Show every line of the data that contains the string "merged".

(Beginning of Data)

PR #216, opened 2019-11-22
Fix travis builds

mentalstring:
- running PHP 5.5 and 5.6 with Trusty makes it work again;
- removed unused travis key 'sudo';

### DIFF
--- a/.travis.yml
+++ b/.travis.yml
@@ -1,12 +1,12 @@
 language: php
 
 php:
-    - 5.5
-    - 5.6
     - 7.0
     - 7.1
     - 7.2
     - nightly
+
+dist: trusty
 
 # run build against nightly but allow them to fail
 matrix:
@@ -16,13 +16,12 @@ matrix:
     include:
         - php: 5.3
           dist: precise
-          sudo: required
         - php: 5.4
           dist: precise
-          sudo: required
-
-# faster builds on new travis setup not using sudo
-sudo: false
+        - php: 5.5
+          dist: trusty
+        - php: 5.6
+          dist: trusty
 
 services:
     - memcached
--- a/.travis.yml
+++ b/.travis.yml
@@ -6,7 +6,7 @@ php:
     - 7.2
     - nightly
 
-dist: trusty
+dist: xenial
 
 # run build against nightly but allow them to fail
 matrix:


.travis.yml
```diff
@@ -8,21 +8,13 @@ php:
...
     fast_finish: true
     allow_failures:
         - php: nightly
-    include:
-        - php: 5.3
-          dist: precise
-          sudo: required
-        - php: 5.4
-          dist: precise
-          sudo: required
```
alquerci: 5.3 and 5.4 version are supported then please do not remove it.

mentalstring: I don't have much experience with Travis but I think the previous configuration wasn't testing 5.3 and 5.4 already?

alquerci: That's possible but let's run tests on all supported php version but at least on the first one.

alquerci: Hum, not https://travis-ci.org/FriendsOfSymfony1/symfony1/builds/577819519

Look at the end of the list.

mentalstring: You are right. As I said, I don't have much experience with Travis.

The issue seems to be that 5.3&5.4 needs to run with precise, but they are not picking up that configuration from .travis.yml. Any idea why?

alquerci: It is executed you can revert https://github.com/FriendsOfSymfony1/symfony1/pull/216/commits/f6a62b7e7c02c36a2499102df20a8824359b775a

And all will going good.

alquerci:
@mentalstring Can you take the opportunity to add PHP 7.3 and 7.4 on allow failure as currently nightly is PHP 8.0.0-dev <3

Thank you to take care of this.

mentalstring:
@alquerci No need to allow failure for 7.3 as it already passes all tests just fine. I'm planning on submitting a separate PR for adding PHP 7.3 to the list (and documentation)  — I was just trying to get Travis to pass first.

Now it seems that it run and pass on all PHP versions. Can you check?

.travis.yml
```diff
@@ -8,6 +8,8 @@ php:
     - 7.2
     - nightly
 
+dist: trusty
```
alquerci: [minor] Just for readability I suggest to move this line on the first line.

mentalstring:
Sorry, have made another update to the PR: better to specify the distro only for 5.5 and 5.6 that were the ones failing and leave the other versions run on what travis thinks is up to date — might be necessary to run newer/future versions of PHP.

alquerci:
@mentalstring Then let's make it explicit by using `dist: xenial` (on the top on the file), what do you think?

mentalstring:
What's the advantage? The way I see it, it's best not to lock it to a particular distro if we don't have to, as that way we can become aware of other tangent changes (eg: OS, libs, different distros) that can be relevant to run our tests against. We can always lock to a particular distro later if newer ones become incompatible to run these tests (as we are doing now with 5.5/5.6).

alquerci:
> What's the advantage?

The control on the infrastructure then to not have the same issue when boinc will be the default distribution.

We should focus on more important things.

mentalstring:
Anything missing to get this merged?

alquerci:
@mentalstring Nothing is missing to get this merged except the merger is available.

cc @thePanz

(End of Data)

**Worked solution:**
Anything missing to get this merged?
@mentalstring Nothing is missing to get this merged except the merger is available.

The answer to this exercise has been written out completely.